You may remember way back in April this year that the BBC’s Saturday Kitchen programme stirred up quite a response from us, other bloggers & many other Coeliacs and their friends & family. If you missed the programme, our gripe was that celebrity Chef Antony Demetre was allowed to come onto the show and discussed being a Coeliac then openly admitted that every few months he binges on as ‘much pasta and pizza as he can get otherwise his body rejects it’. Confused? Concerned? Frustrated by such mis-information on a national TV show funded by the public. You bet! We and many thousands of Coeliacs and concerned viewers wrote into the BBC to complain about the lack of editorial management, mis-information, blase attitude and general disregard that was shown to a medical condition. After all can you imagine a diabetic chef coming on specifically to talk about his diet, health & his diabetic recipes only pronounce he regularly binges on carbs & sugar? No we thought not.

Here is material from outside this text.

Issue #627, opened 2024-08-02
Bernstein-Yang: constant-time issues


tarcieri:
This is a tracking issue for various problems with our Bernstein-Yang implementation where it operates in a non-constant-time manner:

So we’re pleased to announce that collaboration, persistance and Guerrilla pester power has finally paid of. Well kind of. For after all our complaints to the BBC & then OFCOM we have finally received notification that the BBC complaint has been upheld.
Hot off the press: The BBC website announces our Guerrilla complaints were upheld!
However, at the risk of seeming like ‘pain in the ass’ Coeliacs..we’re not happy.
Why? Well read the upheld complaint in full.
A guest chef with coeliac disease referred to his habit of regularly lapsing from his gluten-free diet, in terms which suggested that this was harmless, or even beneficial. A viewer complained that this created an impression which was misleading and potentially dangerous to children with gluten intolerance who might have been watching.
1. Err sorry BBC there were way more complaints than just ‘1 viewer’! Are you trying to insult Coeliacs even further? We believe in saying sorry properly when we make a mistake. Such a shame you don’t…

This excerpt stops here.